* _WHAT THE TASK ASKS_
Of the lines below, write out exactly those from the line with "PR #9105, opened 2021-02-05" through the line with "Added a docker-compose with helper services;", both included, and skip the rest.

- - -

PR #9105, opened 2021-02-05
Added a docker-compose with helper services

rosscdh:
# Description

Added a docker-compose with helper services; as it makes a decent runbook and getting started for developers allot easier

- - -

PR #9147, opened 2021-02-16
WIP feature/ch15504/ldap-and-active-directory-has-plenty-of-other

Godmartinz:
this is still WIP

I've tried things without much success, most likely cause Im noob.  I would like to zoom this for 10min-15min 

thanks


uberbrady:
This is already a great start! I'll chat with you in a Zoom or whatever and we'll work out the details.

- - -

* _THE ANSWER_
PR #9105, opened 2021-02-05
Added a docker-compose with helper services

rosscdh:
# Description

Added a docker-compose with helper services; as it makes a decent runbook and getting started for developers allot easier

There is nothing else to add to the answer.